Settling on a research question that can be answered using limited methods (one or two mean or proportion testing, ANOVA, or chi-square) is the first half of the battle. Some of the research questions students come up with require methods much more involved than simple hypothesis testing or parameter estimation. These students end up having to dial back and narrow down the focus of the research topic to meet the assignment guidelines. I think that this is a useful exercise as it helps them evaluate what they have and have not learned.

The next step is finding data, and this can be quite time consuming. Some students choose research questions about the student body and collect data via in-person surveys at the student center or Facebook polls. A few students even go so far as to conduct experiments on their friends. A huge majority look for data online, which initially appears to be the path of least resistance. However finding raw data that is suitable for statistical inference, i.e. data from a random sample, is not a trivial task.

I (purposefully) do not give much guidance on where to look for data. In the past, even casually mentioning one source has resulted in more than half the class using that source, therefore I find it best to give them free reign during this exploration stage (unless someone is really struggling).

Some students use data from national surveys like the BRFSS or the GSS. The data come from a (reasonably) representative sample, and are a perfect candidate for applying statistical inference methods. One problem with such data is that they rarely come in plain text format (SAS, SPSS, etc.), and importing such data into R can be a challenge for novice R users, even with step-by-step instructions.

On the other hand, many students stumble upon the resources like World Bank Database, OECD, the US Census, etc., where data are presented in much more user friendly formats. The drawback is that these are essentially population data, e.g. country indicators like human development index for all countries, and there is really no need for hypothesis testing or parameter estimation when the parameter is already known. To complicate matters further, some of the tables presented are not really ``raw data" but instead summary tables, e.g. median household income for all states calculated based on random sample data from each state.

One obvious way to avoid this problem is to make the assignment stricter by requiring that chosen data must come from a (reasonably) random sample. However, this stricter rule would give students much less freedom in the research question they can investigate, and the projects tend to be much more engaging and informative when students write about something they genuinely care about.

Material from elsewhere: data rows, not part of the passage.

PR #881, opened 2025-05-24
Dtm lru cache upgrades

Fletterio:
Cache Upgrades discussed in Discord: Iteration (both mutable and const), Eviction callback for whole pair, deep copy constructor

### DIFF
--- a/include/nbl/core/containers/DoublyLinkedList.h
+++ b/include/nbl/core/containers/DoublyLinkedList.h
@@ -74,12 +74,17 @@ public:
 	template <bool Mutable>
 	friend class Iterator;
 
+	using iterator = Iterator<true>;
+	using const_iterator = Iterator<false>;
+
 	using allocator_t = allocator;
 	using allocator_traits_t = std::allocator_traits<allocator_t>;
 	using address_allocator_t = PoolAddressAllocator<uint32_t>;
 	using node_t = SDoublyLinkedNode<Value>;
 	using value_t = Value;
 	using disposal_func_t = std::function<void(value_t&)>;
+
+	static constexpr bool IsTriviallyCopyable = std::is_trivially_copyable_v<Value>;
 
 	_NBL_STATIC_INLINE_CONSTEXPR uint32_t invalid_iterator = node_t::invalid_iterator;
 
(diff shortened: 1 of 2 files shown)


include/nbl/core/containers/DoublyLinkedList.h
```diff
@@ -277,14 +287,14 @@ class DoublyLinkedList
...
 	// Iterator stuff
-	Iterator begin();
-	Iterator end();
-	Iterator cbegin() const;
-	Iterator cend() const;
-	std::reverse_iterator<Iterator> rbegin();
-	std::reverse_iterator<Iterator> rend();
-	std::reverse_iterator<Iterator> crbegin() const;
-	std::reverse_iterator<Iterator> crend() const;
+	Iterator<true> begin();
```
Erfan-Ahmadi, line 290: Instead of <true> <false> use "Iterator" and "Const Iterator" names
make naming convention consistent with all other typdefs in the LRUCache and DoublyLinkedList, use `iterator` and `const_iterator` just like stl
your class name could still be `Iterator` templated.

include/nbl/core/containers/LRUCache.h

Limiting data sources also have the effect of increasing the time spent finding data, and hence decreasing the time students spend actually analyzing the data and writing up results. Providing a list of resources for curated datasets (e.g. DASL) would certainly diminish time spent looking for data, but I would argue that the learning that happens during the data exploration process is just as valuable (if not more) than being able to conduct a hypothesis test.

Another approach (one that I have been taking) is allowing the use population data but requiring a discussion of why it is actually not necessary to do statistical inference in these circumstances. This approach lets the students pursue their interests, but interpretations of p-values and confidence intervals calculated based on data from the entire population can get quite confusing. In addition, it has the side-effect of sending the message it's ok if you don't meet the conditions, just say so, and carry on." I don't think this is the message we want students to walk away with from an introductory statistics course. Instead, we should be insisting that they don't just blindly carry on with the analysis if conditions aren't met. The blindly" part is (somewhat) adressed by the required discussion, but the ``carry on with the analysis" part is still there.

So is this assignment a disservice to students because it might leave some with the wrong impression? Or is it still a valuable experience regardless of the caveats?